Self-Hosted Runners#
We moved to self-hosted GitHub Actions runners for two reasons:
- Cost — cloud runner minutes add up, especially for Windows container builds
- Access — self-hosted runners can talk directly to the Docker daemon and internal registry without exposing credentials externally
Some of our services need Windows containers (legacy .NET workloads). Self-hosted Windows runners handle those builds while Linux runners handle everything else. Same pipeline, different runner labels.
The Tagging Strategy#
This was a surprisingly important decision. We needed to distinguish between QA and production builds without ambiguity:
| Environment | Tag Pattern | Trigger |
|---|---|---|
| QA | qa-v1.0.X (auto-increment) | PR merge to develop |
| Production | v1.3.0 (explicit semver) | Manual git tag |
QA tags auto-increment: the pipeline reads the latest qa-v1.0.* tag, bumps the patch, and tags the build. This means every merge to develop automatically deploys to QA — no human in the loop.
Production requires someone to explicitly create a semantic version tag. This is intentional — deploying to production should be a deliberate, auditable action. The ArgoCD Image Updater
filters tags with regexp:^v[0-9]+\.[0-9]+\.[0-9]+$, so only proper semver tags trigger production deployments. QA tags (qa-v1.0.47) are invisible to production.
The ArgoCD Chapter#
The final evolution was GitOps with ArgoCD . The pipeline no longer deploys anything — it builds an image, pushes it, and walks away. ArgoCD watches the registry, detects the new tag, and syncs the cluster.
Before: Pipeline → SSH → server → restart service
Middle: Pipeline → Docker build → push → docker compose up
Now: Pipeline → Docker build → push → done
ArgoCD → detects new image → syncs cluster → deployed
Nobody runs kubectl apply. Nobody SSH-es into anything. The cluster state is defined in Git and enforced by ArgoCD. If someone manually modifies the cluster, ArgoCD reverts it.
Deployment Strategies I Haven’t Used (But Should Know)#
Our current setup uses Kubernetes rolling updates — the default. Pods replace one at a time, zero downtime, works fine. But there are more sophisticated strategies:
Blue-Green: two identical environments. Deploy to the inactive one, test it, switch traffic instantly. Rollback = switch back. The cost: double the infrastructure during deployments.
Canary: route 5% of traffic to the new version. Monitor. If it’s stable, increase to 20%, then 50%, then 100%. The smallest blast radius, but you need traffic splitting and good monitoring to detect issues in that 5%.

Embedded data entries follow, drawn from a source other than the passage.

PR #137, opened 2019-11-27
Call Google Drive calls in the background

pezholio:
We've been getting a few issues coming out of Rollbar telling us that requests to create a repair are timing out because of Google drive. After a bit of back and forth, we decided that the best way to mitigate against this was to use workers to process these jobs. I decided that the best option was Delayed Job. I considered Sidekiq, as we already have Redis setup, but it's not recommended to mix data storage and job processing in the same Redis setup. We've got a Postgres Database hanging around not doing anything, so it seemed like the next obvious chose was DJ.

### DIFF
--- a/Gemfile
+++ b/Gemfile
@@ -8,6 +8,7 @@ git_source(:github) do |repo_name|
 end
 
 gem 'business_time'
+gem 'delayed_job_active_record'
 gem 'faker' # Use in all environments until we have a real API
 gem 'faraday'
 gem 'faraday_middleware'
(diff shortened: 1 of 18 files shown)


Alex-Farley:
@pezholio Do you know why the ci/circleci check is showing as expected?

pezholio:
@Alex-Farley Looks like something to do with the Circle CI config is bust. Nothing has run for a couple of weeks now. I can't dig into it any more because I don't have admin access to the repo

mec:
I don't think anything is wrong with CircleCI as a dependabot PR opened later was fine. 

This work is on a fork which is why the CI did not run, I've updated the settings for this project in CircleCI to run on forks as well, although a better solution is to work on branches on this repo – this will un-block this PR from being merged.

I am not sure why an earlier dependabot PR failed, but that one is in CircleCI and re-running the workflow made it go green.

Feature Flags: deploy the code but hide it behind a flag. Enable for specific users or percentages. Decouple deployment (code is live) from release (feature is enabled). Kill switch if something breaks.
We use rolling updates because they’re simple and sufficient for our scale. If I were starting fresh with higher traffic and stricter SLAs, I’d look at canary deployments with Prometheus-based automated rollback.
The Pattern#
Looking back, each evolution solved a specific pain point:
| Era | Pain | Solution |
|---|---|---|
| SSH + rsync | Fragile, manual, divergent state | Docker (immutable images) |
| Docker Compose | Single machine, brief downtime | Kubernetes (multi-node, rolling updates) |
| kubectl apply | Drift, no audit trail, manual | ArgoCD (Git-driven, self-healing) |
| Manual tagging | Human error in deploys | Auto-tagging QA, semver filtering prod |
Each step removed a manual intervention. The pipeline got shorter (from the CI/CD perspective) while the delivery system got more sophisticated. The current state: a developer merges a PR, and 5 minutes later, it’s running in QA. No human touched the deployment.